Sangrou o bicho, espalhou o sangue por um longo caminho e jogou o porco-do-mato
dentro de um alçapão. Subiu na árvore e assuntou.
Quando
a lua estava bem no meio do céu, os mistérios da meia-noite começaram a
inquietar a alma do caçador. A mata silenciou e nem o zunido ameaçador das
suvelas ouviu-se mais.
Foi
então que ele viu, aproximando-se, entre os matos finos que se estendiam sobre
a picada um hominho de cabelos vermelhos e pés pra trás. O pequenino encantado
emitia um som de dor e revolta. Investiu sobre o alçapão e destruiu com
poderosos golpes os feixes de gravetos entrelaçados que serviam de prisão para
o porco-do-mato. O bichinho ainda respirava, mas sangrava muito. Antes de
socorrer o porco nos ombros e ganhar o rumo da mata, o anãozinho achou o
caçador se tremendo todo lá em cima, no mutá. Olhou para ele e...
Aí,
aí... Quem conta outra?
Aí,
sabe, num reino encantado, bem distante dali morava um príncipe muito bonito e
muito bondoso. O príncipe tinha um primo que morava lá no alto das grandes
serras, onde o céu é escuro e a noite é fria.
Este
primo era muito mau e morria de inveja do príncipe porque ele era bonzinho e
tinha muitos amigos e admiradores. O primo mau não tinha ninguém. Nem pai, nem
mãe. Nasceu de um galho de espinheira e foi criado por um cachorro do mato e
por um pavão sem cor.
Um
dia ele encontrou uma bruxa que andava por ali pela floresta doida pra malinar
com alguém. Então o primo mau prometeu para a bruxa que se ela transformasse o príncipe em um urubu e,
também, se ela encantasse todo o reino para que dele fosse amigo e bajulador,
ele a levaria para morar no castelo e lá, ela poderia fazer as perversidades
que quisesse.
Aí,
sabe, a bruxa jogou o encanto, e no outro dia o príncipe apareceu no quintal
bicando a lixeira e ciscando um restinho de comida aqui, outro ali. Foi então
que apareceu a fada madrinha e ...
Aí,
aí... Quem conta outra?
Aí,
sabe, na beira do rio São Francisco, em Barcarena, morava uma família temente e
devota das coisas do Senhor.

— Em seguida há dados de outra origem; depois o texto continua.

PR #288, opened 2024-01-18
Update mission.md

marshymarsh:
Update to be less protocol, more DAO

# Description

# Changes

- [ ] ...
- [ ] ...


mfw78 (approved):

mfw78:
In general, I think we should always mention "CoW Protocol" prior to "CoW Swap" (as the latter cannot exist without the former).

PR #292, opened 2024-01-23
feat: fees

marshymarsh:
# Description

new fees section

# Changes

added fees page to governance section


mfw78 (approved):
Looks good. Made a minor change to the note so as to use admonitions per site-wide usage.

Um dia, o vizinho lá do centro veio e avisou:
“olha, não presta cozinhar carne de caça na semana santa, que a cobra Sofia se
enfeza e vem buscar a gente”. A família não maldou. Na quinta-feira, a pesca
rareou. A fieira que o pai trouxe não dava pra nada. A mulher então inteirou o
comer daquele dia com um quarto de paca que ela tinha salgado dias antes. A
família comeu à vontade. Empanzinaram-se de costela assada com farinha e com o
caldo de peixe.
No
outro dia, em jejum, o pai saiu pra pesca, com o filho mais novo. Quando
cruzaram a ponte nova, sentiu o banzeiro. O pai fez ai Jesus e benzas deus e
remou o mais forte que pode. Mais adiante, já quase chegando no porto da balsa, a cobra Sofia ergueu-se das
águas a quase dez braças do nível da maré e avançou sobre a canoa do caboclo.
Nessa hora ele deu um grito medonho, se pegou com todos os santos e...
Aí,
aí... Quem conta outra?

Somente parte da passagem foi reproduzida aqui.